OBJECTIVE: To evaluate the gender differences on the short-term outcomes of patients with acute myocardial infarction in the real world. METHODS: A total of 471 consecutive patients [male 368(78.1%) and female 103(21.9%)] with acute myocardial infarction <72 hours in cardiac care unit were included. The clinical data, death and major adverse cardiac and cerebrovascular events at 30 days post hospitalization were analyzed. RESULTS: Female patients were older (66.8 ± 10.1 vs. 56.9 ± 12.0, P < 0.001), TIMI score (5.1 ± 2.3 vs. 3.9 ± 2.1, P < 0.001) and GRACE score (162 ± 39 vs. 142 ± 35, P < 0.001) in female patients were higher than in male patients. Female patients had lower proportion of stent implantation (P = 0.038) while higher percentage of complex lesions and contraindications to PCI (P = 0.015) compared to male patients. Proportion of cardiac rupture, mitral regurgitation, malignant arrhythmia, post-infarction angina pectoris, contrast-induced nephropathy and minor gastrointestinal bleeding were also higher in female patients tan in male patients (P < 0.05). Thirty-day mortality was significantly higher in female patients than in male patients [5.8% (6/103) vs. 1.9% (7/368), P = 0.032], MACCE [10.7% (11/103) vs. 5.4% (20/368), P = 0.058] also tended to be higher in female patients than in male patients.

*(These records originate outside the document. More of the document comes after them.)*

PR #83, opened 2018-12-04
Add Loader component

sisou:
The new icons need to be extracted into @nimiq/style in the future when the icon set is ready.

### DIFF
--- a/src/components/Loader.vue
+++ b/src/components/Loader.vue
@@ -1,6 +1,6 @@
 <template>
     <div class="loader" :class="showLoadingBackground && (lightBlue ? 'nq-bg-light-blue' : 'nq-bg-blue')">
-        <transition name="fade-out">
+        <transition name="fade-loading">
             <div class="wrapper" v-if="state === 'loading'">
                 <h1 class="title nq-h1">{{ loadingTitle }}</h1>
 
@@ -15,7 +15,7 @@
             </div>
         </transition>
 
-        <transition name="fade-in">
+        <transition name="fade-result">
             <div class="wrapper success nq-bg-green" v-if="state === 'success'">
                 <div class="icon-row">
                     <div class="success nq-icon"></div>
@@ -26,7 +26,7 @@
             </div>
         </transition>
 
-        <transition name="fade-in">
+        <transition name="fade-result">
             <div class="wrapper warning nq-bg-orange" v-if="state === 'warning'">
                 <div class="top-spacer" :class="{'with-main-action': !!mainAction, 'with-alternative-action': !!alternativeAction}"></div>
 
@@ -44,7 +44,7 @@
             </div>
         </transition>
 
-        <transition name="fade-in">
+        <transition name="fade-result">
             <div class="wrapper error nq-bg-red" v-if="state === 'error'">
                 <div class="top-spacer" :class="{'with-main-action': !!mainAction, 'with-alternative-action': !!alternativeAction}"></div>
 
@@ -150,6 +150,10 @@ export default class Loader extends Vue {
         // When the state changes later and animates
         if (oldState && (newState !== Loader.Status.LOADING)) {
             setTimeout(() => this.showLoadingBackground = false, 1000);
+        }
+
+        if (newState === Loader.Status.LOADING) {
+            this.showLoadingBackground = true;
         }
     }
 
@@ -315,19 +319,20 @@ export default class Loader extends Vue {
 
     /* FADE transitions */
 
-    .fade-out-leave-active {
+    .fade-loading-leave-active,
+    .fade-result-leave-active {
         transition: opacity 300ms;
     }
 
-    .fade-out-leave-to {
-        opacity: 0;
-    }
-
-    .fade-in-enter-active {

Multi-logistic regression analysis showed that female gender was not an independent predictor for thirty-day mortality (P = 0.141) or MACCE (P = 0.426) while systolic blood pressure (OR = 1.072, 95%CI:1.016-1.130, P = 0.010) and pericardial effusion after myocardial infarction (OR = 40.518, 95%CI:1.098-1495.702, P = 0.044) were independent predictors for thirty-day mortality while systolic blood pressure (OR = 1.027, 95%CI:1.002-1.052, P = 0.036) and left ventricular ejection fraction (OR = 1.108, 95%CI:1.032-1.190, P = 0.005) were independent predictors for MACCE. CONCLUSIONS: Female gender itself is not an independent predictor for thirty-day mortality and MACCE despite poorer clinical characteristics, higher incidence of complications, and worse prognosis in female patients.